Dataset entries

--- --- ---

PR #4855, opened 2026-06-16
perf(clickhouse): bound and harden storage-metering _size_bytes reads

langwatch-agent:
## Evidence

Storage metering's `SELECT sum(_size_bytes) ... WHERE TenantId = {..}` is the single most expensive query shape in the last 24h of prod logs:

- Signal A (slow-but-completed): one stored_spans read at **~60s / ~42 GB**, one event_log read at **~24s / ~43 GB**.
- Signal B (failed): several `sum(_size_bytes)` reads over event_log / stored_spans hit the per-query memory limit (Code 241 MEMORY_LIMIT_EXCEEDED).

Low volume (these are 5-min-cached background reads), but extreme per-call cost, and it recurs every cache cycle for the affected tenants.

## Suspected cause

`_size_bytes` is a `UInt32 MATERIALIZED byteSize(<heavy payload columns>)` (migration 00032). On parts written before the column existed there is no stored value, so ClickHouse recomputes it lazily on read by scanning the heavy source columns (`SpanAttributes`, `EventPayload`, ...). Summing across a large tenant with un-materialized parts therefore reads those payload columns for every row — tens of GB — and either grinds for ~a minute or trips the 3.5 GB per-query limit. The existing `max_threads: 2` cap bounds peak memory but not the volume read or the wall time.

## Proposed fix

This PR does not try to make the recompute cheap (that needs a backfill, see below); it bounds its blast radius and degrades gracefully:

1. **`max_execution_time: 45s`** on the metering settings. A materialized read finishes in a few seconds even for the largest tenants, so this only trips the pathological recompute path — stopping a single tenant's metering from grinding for a minute and burning tens of GB of reads every cache cycle.
2. **Resilient total.** `queryTotalBytes` (the combined `UNION ALL`) now falls back to the per-table `getStorageBreakdown` on any failure. The breakdown already catches per-table, so one heavy table tripping the limit degrades only that table to zero instead of failing the whole storage-usage metric (which currently throws and surfaces an error in the data-retention UI).

These callers are a cached storage-usage **display** (`dataRetention.getTotalStorageBytes` / `getStorageBreakdown`), so a momentarily degraded subtotal is acceptable where a 42 GB read or a hard error is not.

## Durable fix (recommended, out of band)

The real fix is to stop the recompute by backfilling the column on existing parts, during a low-traffic window (heavy mutation — reads the payload columns once per part, then every future read hits the stored UInt32):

--- --- ---

• **Assignment**: All the entries above need to be reproduced exactly.

• **Response**:
PR #4855, opened 2026-06-16
perf(clickhouse): bound and harden storage-metering _size_bytes reads

langwatch-agent:
## Evidence

Storage metering's `SELECT sum(_size_bytes) ... WHERE TenantId = {..}` is the single most expensive query shape in the last 24h of prod logs:

- Signal A (slow-but-completed): one stored_spans read at **~60s / ~42 GB**, one event_log read at **~24s / ~43 GB**.
- Signal B (failed): several `sum(_size_bytes)` reads over event_log / stored_spans hit the per-query memory limit (Code 241 MEMORY_LIMIT_EXCEEDED).

Low volume (these are 5-min-cached background reads), but extreme per-call cost, and it recurs every cache cycle for the affected tenants.

## Suspected cause

`_size_bytes` is a `UInt32 MATERIALIZED byteSize(<heavy payload columns>)` (migration 00032). On parts written before the column existed there is no stored value, so ClickHouse recomputes it lazily on read by scanning the heavy source columns (`SpanAttributes`, `EventPayload`, ...). Summing across a large tenant with un-materialized parts therefore reads those payload columns for every row — tens of GB — and either grinds for ~a minute or trips the 3.5 GB per-query limit. The existing `max_threads: 2` cap bounds peak memory but not the volume read or the wall time.

## Proposed fix

This PR does not try to make the recompute cheap (that needs a backfill, see below); it bounds its blast radius and degrades gracefully:

1. **`max_execution_time: 45s`** on the metering settings. A materialized read finishes in a few seconds even for the largest tenants, so this only trips the pathological recompute path — stopping a single tenant's metering from grinding for a minute and burning tens of GB of reads every cache cycle.
2. **Resilient total.** `queryTotalBytes` (the combined `UNION ALL`) now falls back to the per-table `getStorageBreakdown` on any failure. The breakdown already catches per-table, so one heavy table tripping the limit degrades only that table to zero instead of failing the whole storage-usage metric (which currently throws and surfaces an error in the data-retention UI).

These callers are a cached storage-usage **display** (`dataRetention.getTotalStorageBytes` / `getStorageBreakdown`), so a momentarily degraded subtotal is acceptable where a 42 GB read or a hard error is not.

## Durable fix (recommended, out of band)

The real fix is to stop the recompute by backfilling the column on existing parts, during a low-traffic window (heavy mutation — reads the payload columns once per part, then every future read hits the stored UInt32):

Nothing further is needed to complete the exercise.